Limit of Riemannian integrals with Lebesgue

Question

Show: $\lim\limits_{n\rightarrow\infty}\int_0^nx^i(1-\frac{x}{n})^ndx=i!$ for $i\geq 0$.

Hello there. Question is how do this? Which relation between Lebesgue and Riemann integrals must be used? Appreciate any hints.
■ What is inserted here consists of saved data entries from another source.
PR #2935, opened 2024-09-29
fix: filter out tailcall specific directives

### LINKED ISSUE #2929: hide tailcall directives from `_service`
Currently all the tailcall directives are outputted in the `_service` call. We should only expose the final client SDL with the federation specific directives.

**Why?**
Because of the current implementation everytime `Config` changes, the federation spec tests also need to be updated.

cc: @meskill

ssddOnTop:
**Issue Reference(s):**  
Fixes #2929


src/core/blueprint/operators/apollo_federation.rs
```diff
@@ -96,7 +114,7 @@ pub fn compile_service(config: &ConfigModule) -> Valid<IR, String> {
 
 fn filter_conflicting_directives(sd: ServiceDocument) -> ServiceDocument {
     fn filter_directive(directive_name: &str) -> bool {
-        directive_name != "link"
+        FEDERATION_DIRECTIVES.iter().any(|d| *d == directive_name)
```
meskill, line 117:
```suggestion
        FEDERATION_DIRECTIVES.contains(directive_name)
```

src/core/blueprint/operators/apollo_federation.rs
```diff
@@ -13,6 +15,22 @@ use crate::core::try_fold::TryFold;
 use crate::core::valid::{Valid, Validator};
 use crate::core::{config, Type};
 
+// ref: https://www.apollographql.com/docs/federation/federated-schemas/federated-directives
+const FEDERATION_DIRECTIVES: &[&str] = &[
```
meskill, line 19: we have a similar list of federation directives here https://github.com/tailcallhq/tailcall/pull/2935/files#diff-f40f5478a0ee614381f25d37362c9c9c7779df174a375a166cf70e3e392e5a5dR109 can we reuse the definition?

meskill (changes requested):

tusharmath:
The implementation for generating `_service` needs to change. Closing this PR because the implementation in its base branch itself isn't right.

Thank you.

Answer 1

It should be $$ 0\lt\int_0^n x^i\left(1-\frac{x}{n}\right)^ndx\le \int_0^n x^ie^{-x}dx\le\int_0^\infty x^ie^{-x}dx=\Gamma(i+1)=i!. $$

Answer 2

Let $$F(i,k)=\int_{0}^{n}x^i\Big(1-\frac{x}{n}\Big)^k\ dx,$$ then integration by parts gives $$F(i,k)=\frac{in}{k+1}F(i-1,k+1)\text{ and }F(0,k)=\frac{n}{k+1}\ .$$

Thus, $$ \begin{array}{rcl} F(i,n)&=&\displaystyle{\frac{ni}{n+1}F(i-1,n+1)}\\ &=&\displaystyle{\frac{i(i-1)n^2}{(n+1)(n+2)}F(i-2,n+2)}\\ &\vdots&\\ &=&\displaystyle{\frac{i!n^i}{(n+1)(n+2)\cdots(n+i)}F(0,n+i)}\\ &=&\displaystyle{(i!)\times\underbrace{\frac{n^{i+1}}{(n+1)(n+2)\cdots(n+i+1)}}_{\to 1\text{ as }n\to\infty}} \end{array}$$

Thus $F(i,n)\to i!$ as $n\to\infty$.

Now, if you're worried about the integrals converging, you can use the dominated convergence theorem.